> [INPUT FOR THIS TASK]

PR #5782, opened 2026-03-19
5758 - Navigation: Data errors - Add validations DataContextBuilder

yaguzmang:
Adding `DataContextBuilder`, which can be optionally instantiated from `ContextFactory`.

---

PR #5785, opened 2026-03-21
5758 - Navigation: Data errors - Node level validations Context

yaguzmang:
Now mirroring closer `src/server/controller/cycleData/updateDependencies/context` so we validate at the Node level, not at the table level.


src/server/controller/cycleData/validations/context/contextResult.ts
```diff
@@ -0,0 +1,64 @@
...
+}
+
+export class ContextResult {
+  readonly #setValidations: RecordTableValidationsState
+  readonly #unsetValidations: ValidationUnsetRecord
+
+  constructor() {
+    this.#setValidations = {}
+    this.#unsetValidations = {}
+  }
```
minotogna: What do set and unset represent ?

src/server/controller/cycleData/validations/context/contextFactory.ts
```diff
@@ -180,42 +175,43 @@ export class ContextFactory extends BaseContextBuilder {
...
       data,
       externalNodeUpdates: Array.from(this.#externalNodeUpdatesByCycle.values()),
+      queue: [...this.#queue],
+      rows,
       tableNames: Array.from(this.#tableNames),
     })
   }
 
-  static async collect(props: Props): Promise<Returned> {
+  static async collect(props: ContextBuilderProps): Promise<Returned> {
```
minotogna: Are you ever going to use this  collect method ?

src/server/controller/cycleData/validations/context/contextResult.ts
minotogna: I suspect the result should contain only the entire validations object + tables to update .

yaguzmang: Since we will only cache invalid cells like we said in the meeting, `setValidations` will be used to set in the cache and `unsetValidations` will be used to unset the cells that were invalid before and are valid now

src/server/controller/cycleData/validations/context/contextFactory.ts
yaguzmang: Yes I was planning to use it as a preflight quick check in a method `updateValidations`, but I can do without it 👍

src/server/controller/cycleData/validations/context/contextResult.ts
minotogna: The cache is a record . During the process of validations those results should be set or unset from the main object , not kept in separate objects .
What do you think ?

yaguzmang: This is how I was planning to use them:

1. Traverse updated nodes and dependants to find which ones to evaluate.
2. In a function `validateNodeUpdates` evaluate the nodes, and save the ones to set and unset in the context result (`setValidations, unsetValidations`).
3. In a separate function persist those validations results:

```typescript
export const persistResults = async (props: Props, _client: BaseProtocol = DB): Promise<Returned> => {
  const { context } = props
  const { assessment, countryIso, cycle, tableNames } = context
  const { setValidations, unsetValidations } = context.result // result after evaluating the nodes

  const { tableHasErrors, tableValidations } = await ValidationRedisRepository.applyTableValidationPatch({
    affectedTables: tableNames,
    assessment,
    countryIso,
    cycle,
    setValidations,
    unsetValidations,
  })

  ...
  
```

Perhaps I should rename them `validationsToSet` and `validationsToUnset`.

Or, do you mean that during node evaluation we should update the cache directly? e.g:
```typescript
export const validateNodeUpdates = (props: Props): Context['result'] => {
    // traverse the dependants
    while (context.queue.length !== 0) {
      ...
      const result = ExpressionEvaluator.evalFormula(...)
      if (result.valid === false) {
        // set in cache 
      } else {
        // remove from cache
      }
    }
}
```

> [GOAL OF THE EXERCISE]
Scan the data above and copy every line with "unsetValidations" in it.

> [COMPLETED TASK]
+  readonly #unsetValidations: ValidationUnsetRecord
+    this.#unsetValidations = {}
yaguzmang: Since we will only cache invalid cells like we said in the meeting, `setValidations` will be used to set in the cache and `unsetValidations` will be used to unset the cells that were invalid before and are valid now
2. In a function `validateNodeUpdates` evaluate the nodes, and save the ones to set and unset in the context result (`setValidations, unsetValidations`).
  const { setValidations, unsetValidations } = context.result // result after evaluating the nodes
    unsetValidations,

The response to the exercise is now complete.